Content starts
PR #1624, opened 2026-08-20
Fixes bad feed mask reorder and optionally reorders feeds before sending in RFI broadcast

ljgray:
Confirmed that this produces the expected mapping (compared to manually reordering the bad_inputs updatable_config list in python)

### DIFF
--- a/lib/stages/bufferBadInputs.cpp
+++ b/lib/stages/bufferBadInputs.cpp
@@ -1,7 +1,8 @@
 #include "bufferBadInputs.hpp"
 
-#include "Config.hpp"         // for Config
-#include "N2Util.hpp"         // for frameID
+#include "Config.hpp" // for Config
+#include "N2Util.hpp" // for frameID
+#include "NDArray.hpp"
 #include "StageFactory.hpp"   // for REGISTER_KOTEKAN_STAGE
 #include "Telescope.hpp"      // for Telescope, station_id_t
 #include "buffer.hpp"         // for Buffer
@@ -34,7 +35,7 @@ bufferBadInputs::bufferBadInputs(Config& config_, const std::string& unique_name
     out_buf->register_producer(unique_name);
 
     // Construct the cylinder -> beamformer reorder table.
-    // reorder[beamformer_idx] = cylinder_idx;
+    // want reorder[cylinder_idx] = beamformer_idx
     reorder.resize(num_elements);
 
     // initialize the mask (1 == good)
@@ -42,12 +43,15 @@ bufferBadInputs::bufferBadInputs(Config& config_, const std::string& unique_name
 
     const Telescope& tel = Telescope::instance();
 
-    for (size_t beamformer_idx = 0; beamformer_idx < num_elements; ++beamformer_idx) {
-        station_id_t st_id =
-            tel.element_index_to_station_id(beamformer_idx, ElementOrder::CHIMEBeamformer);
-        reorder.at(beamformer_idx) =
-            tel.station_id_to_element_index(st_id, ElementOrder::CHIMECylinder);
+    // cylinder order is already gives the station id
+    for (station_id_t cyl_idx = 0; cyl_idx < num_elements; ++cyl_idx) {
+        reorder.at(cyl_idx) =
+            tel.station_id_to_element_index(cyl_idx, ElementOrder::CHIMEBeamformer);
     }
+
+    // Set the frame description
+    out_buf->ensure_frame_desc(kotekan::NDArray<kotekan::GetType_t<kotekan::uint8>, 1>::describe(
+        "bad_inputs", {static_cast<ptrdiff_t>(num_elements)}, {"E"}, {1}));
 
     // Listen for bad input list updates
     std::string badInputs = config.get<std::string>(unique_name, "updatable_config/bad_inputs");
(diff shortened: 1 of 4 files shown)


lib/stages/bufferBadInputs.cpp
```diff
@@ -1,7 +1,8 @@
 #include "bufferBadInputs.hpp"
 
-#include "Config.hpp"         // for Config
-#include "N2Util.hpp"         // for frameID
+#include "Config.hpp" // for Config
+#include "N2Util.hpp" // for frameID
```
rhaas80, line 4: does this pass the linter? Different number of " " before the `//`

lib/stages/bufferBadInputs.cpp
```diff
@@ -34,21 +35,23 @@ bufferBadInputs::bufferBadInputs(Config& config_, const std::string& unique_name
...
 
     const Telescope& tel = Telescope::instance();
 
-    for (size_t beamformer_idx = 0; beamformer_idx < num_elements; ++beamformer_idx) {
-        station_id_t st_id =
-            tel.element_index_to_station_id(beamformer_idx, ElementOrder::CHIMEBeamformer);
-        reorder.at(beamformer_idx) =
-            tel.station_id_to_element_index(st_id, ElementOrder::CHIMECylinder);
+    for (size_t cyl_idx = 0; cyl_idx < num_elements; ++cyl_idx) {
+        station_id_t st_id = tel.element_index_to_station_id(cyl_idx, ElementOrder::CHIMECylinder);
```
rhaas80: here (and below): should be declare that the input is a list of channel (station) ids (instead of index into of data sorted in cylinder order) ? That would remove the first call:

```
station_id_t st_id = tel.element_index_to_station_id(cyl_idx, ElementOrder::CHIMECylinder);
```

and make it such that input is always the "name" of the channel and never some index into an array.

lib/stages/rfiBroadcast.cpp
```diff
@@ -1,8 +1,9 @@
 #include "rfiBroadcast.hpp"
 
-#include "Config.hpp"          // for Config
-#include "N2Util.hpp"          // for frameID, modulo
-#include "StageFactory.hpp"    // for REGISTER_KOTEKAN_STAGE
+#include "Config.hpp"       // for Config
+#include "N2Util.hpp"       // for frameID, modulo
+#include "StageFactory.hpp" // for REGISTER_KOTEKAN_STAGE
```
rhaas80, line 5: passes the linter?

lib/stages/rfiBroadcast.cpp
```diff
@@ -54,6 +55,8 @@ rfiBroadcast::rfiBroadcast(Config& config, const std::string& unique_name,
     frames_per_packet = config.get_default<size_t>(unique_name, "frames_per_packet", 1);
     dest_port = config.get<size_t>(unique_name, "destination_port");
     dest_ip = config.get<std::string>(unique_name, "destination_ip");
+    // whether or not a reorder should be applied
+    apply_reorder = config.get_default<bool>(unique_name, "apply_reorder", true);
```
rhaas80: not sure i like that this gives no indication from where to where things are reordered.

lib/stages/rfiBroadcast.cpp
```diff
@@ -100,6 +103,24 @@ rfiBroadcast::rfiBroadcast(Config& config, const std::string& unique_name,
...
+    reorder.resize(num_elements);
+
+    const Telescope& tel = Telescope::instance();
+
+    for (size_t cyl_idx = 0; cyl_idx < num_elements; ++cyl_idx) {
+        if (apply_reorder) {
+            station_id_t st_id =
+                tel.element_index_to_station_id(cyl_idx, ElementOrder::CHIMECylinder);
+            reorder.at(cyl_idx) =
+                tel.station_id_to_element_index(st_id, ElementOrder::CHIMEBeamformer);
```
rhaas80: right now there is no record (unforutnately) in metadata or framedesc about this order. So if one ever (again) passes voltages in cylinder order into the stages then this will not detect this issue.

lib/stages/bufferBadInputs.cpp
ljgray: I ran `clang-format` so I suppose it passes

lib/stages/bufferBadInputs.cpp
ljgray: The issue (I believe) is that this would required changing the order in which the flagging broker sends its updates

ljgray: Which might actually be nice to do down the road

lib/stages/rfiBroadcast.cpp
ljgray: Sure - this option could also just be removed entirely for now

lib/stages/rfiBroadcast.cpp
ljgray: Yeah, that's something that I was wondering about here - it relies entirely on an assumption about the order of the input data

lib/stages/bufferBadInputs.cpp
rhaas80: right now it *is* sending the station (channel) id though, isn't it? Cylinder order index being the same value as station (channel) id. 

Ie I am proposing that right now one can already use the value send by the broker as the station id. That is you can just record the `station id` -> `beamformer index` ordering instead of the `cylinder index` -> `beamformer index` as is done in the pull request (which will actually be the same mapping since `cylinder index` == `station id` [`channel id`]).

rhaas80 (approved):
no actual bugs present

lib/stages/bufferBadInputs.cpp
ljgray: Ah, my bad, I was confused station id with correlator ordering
Content ends
• [Work to complete]
From the first line to the last, please write out the entries exactly.

• [Expected answer]
PR #1624, opened 2026-08-20
Fixes bad feed mask reorder and optionally reorders feeds before sending in RFI broadcast

ljgray:
Confirmed that this produces the expected mapping (compared to manually reordering the bad_inputs updatable_config list in python)

### DIFF
--- a/lib/stages/bufferBadInputs.cpp
+++ b/lib/stages/bufferBadInputs.cpp
@@ -1,7 +1,8 @@
 #include "bufferBadInputs.hpp"
 
-#include "Config.hpp"         // for Config
-#include "N2Util.hpp"         // for frameID
+#include "Config.hpp" // for Config
+#include "N2Util.hpp" // for frameID
+#include "NDArray.hpp"
 #include "StageFactory.hpp"   // for REGISTER_KOTEKAN_STAGE
 #include "Telescope.hpp"      // for Telescope, station_id_t
 #include "buffer.hpp"         // for Buffer
@@ -34,7 +35,7 @@ bufferBadInputs::bufferBadInputs(Config& config_, const std::string& unique_name
     out_buf->register_producer(unique_name);
 
     // Construct the cylinder -> beamformer reorder table.
-    // reorder[beamformer_idx] = cylinder_idx;
+    // want reorder[cylinder_idx] = beamformer_idx
     reorder.resize(num_elements);
 
     // initialize the mask (1 == good)
@@ -42,12 +43,15 @@ bufferBadInputs::bufferBadInputs(Config& config_, const std::string& unique_name
 
     const Telescope& tel = Telescope::instance();
 
-    for (size_t beamformer_idx = 0; beamformer_idx < num_elements; ++beamformer_idx) {
-        station_id_t st_id =
-            tel.element_index_to_station_id(beamformer_idx, ElementOrder::CHIMEBeamformer);
-        reorder.at(beamformer_idx) =
-            tel.station_id_to_element_index(st_id, ElementOrder::CHIMECylinder);
+    // cylinder order is already gives the station id
+    for (station_id_t cyl_idx = 0; cyl_idx < num_elements; ++cyl_idx) {
+        reorder.at(cyl_idx) =
+            tel.station_id_to_element_index(cyl_idx, ElementOrder::CHIMEBeamformer);
     }
+
+    // Set the frame description
+    out_buf->ensure_frame_desc(kotekan::NDArray<kotekan::GetType_t<kotekan::uint8>, 1>::describe(
+        "bad_inputs", {static_cast<ptrdiff_t>(num_elements)}, {"E"}, {1}));
 
     // Listen for bad input list updates
     std::string badInputs = config.get<std::string>(unique_name, "updatable_config/bad_inputs");
(diff shortened: 1 of 4 files shown)


lib/stages/bufferBadInputs.cpp
```diff
@@ -1,7 +1,8 @@
 #include "bufferBadInputs.hpp"
 
-#include "Config.hpp"         // for Config
-#include "N2Util.hpp"         // for frameID
+#include "Config.hpp" // for Config
+#include "N2Util.hpp" // for frameID
```
rhaas80, line 4: does this pass the linter? Different number of " " before the `//`

lib/stages/bufferBadInputs.cpp
```diff
@@ -34,21 +35,23 @@ bufferBadInputs::bufferBadInputs(Config& config_, const std::string& unique_name
...
 
     const Telescope& tel = Telescope::instance();
 
-    for (size_t beamformer_idx = 0; beamformer_idx < num_elements; ++beamformer_idx) {
-        station_id_t st_id =
-            tel.element_index_to_station_id(beamformer_idx, ElementOrder::CHIMEBeamformer);
-        reorder.at(beamformer_idx) =
-            tel.station_id_to_element_index(st_id, ElementOrder::CHIMECylinder);
+    for (size_t cyl_idx = 0; cyl_idx < num_elements; ++cyl_idx) {
+        station_id_t st_id = tel.element_index_to_station_id(cyl_idx, ElementOrder::CHIMECylinder);
```
rhaas80: here (and below): should be declare that the input is a list of channel (station) ids (instead of index into of data sorted in cylinder order) ? That would remove the first call:

```
station_id_t st_id = tel.element_index_to_station_id(cyl_idx, ElementOrder::CHIMECylinder);
```

and make it such that input is always the "name" of the channel and never some index into an array.

lib/stages/rfiBroadcast.cpp
```diff
@@ -1,8 +1,9 @@
 #include "rfiBroadcast.hpp"
 
-#include "Config.hpp"          // for Config
-#include "N2Util.hpp"          // for frameID, modulo
-#include "StageFactory.hpp"    // for REGISTER_KOTEKAN_STAGE
+#include "Config.hpp"       // for Config
+#include "N2Util.hpp"       // for frameID, modulo
+#include "StageFactory.hpp" // for REGISTER_KOTEKAN_STAGE
```
rhaas80, line 5: passes the linter?

lib/stages/rfiBroadcast.cpp
```diff
@@ -54,6 +55,8 @@ rfiBroadcast::rfiBroadcast(Config& config, const std::string& unique_name,
     frames_per_packet = config.get_default<size_t>(unique_name, "frames_per_packet", 1);
     dest_port = config.get<size_t>(unique_name, "destination_port");
     dest_ip = config.get<std::string>(unique_name, "destination_ip");
+    // whether or not a reorder should be applied
+    apply_reorder = config.get_default<bool>(unique_name, "apply_reorder", true);
```
rhaas80: not sure i like that this gives no indication from where to where things are reordered.

lib/stages/rfiBroadcast.cpp
```diff
@@ -100,6 +103,24 @@ rfiBroadcast::rfiBroadcast(Config& config, const std::string& unique_name,
...
+    reorder.resize(num_elements);
+
+    const Telescope& tel = Telescope::instance();
+
+    for (size_t cyl_idx = 0; cyl_idx < num_elements; ++cyl_idx) {
+        if (apply_reorder) {
+            station_id_t st_id =
+                tel.element_index_to_station_id(cyl_idx, ElementOrder::CHIMECylinder);
+            reorder.at(cyl_idx) =
+                tel.station_id_to_element_index(st_id, ElementOrder::CHIMEBeamformer);
```
rhaas80: right now there is no record (unforutnately) in metadata or framedesc about this order. So if one ever (again) passes voltages in cylinder order into the stages then this will not detect this issue.

lib/stages/bufferBadInputs.cpp
ljgray: I ran `clang-format` so I suppose it passes

lib/stages/bufferBadInputs.cpp
ljgray: The issue (I believe) is that this would required changing the order in which the flagging broker sends its updates

ljgray: Which might actually be nice to do down the road

lib/stages/rfiBroadcast.cpp
ljgray: Sure - this option could also just be removed entirely for now

lib/stages/rfiBroadcast.cpp
ljgray: Yeah, that's something that I was wondering about here - it relies entirely on an assumption about the order of the input data

lib/stages/bufferBadInputs.cpp
rhaas80: right now it *is* sending the station (channel) id though, isn't it? Cylinder order index being the same value as station (channel) id. 

Ie I am proposing that right now one can already use the value send by the broker as the station id. That is you can just record the `station id` -> `beamformer index` ordering instead of the `cylinder index` -> `beamformer index` as is done in the pull request (which will actually be the same mapping since `cylinder index` == `station id` [`channel id`]).

rhaas80 (approved):
no actual bugs present

lib/stages/bufferBadInputs.cpp
ljgray: Ah, my bad, I was confused station id with correlator ordering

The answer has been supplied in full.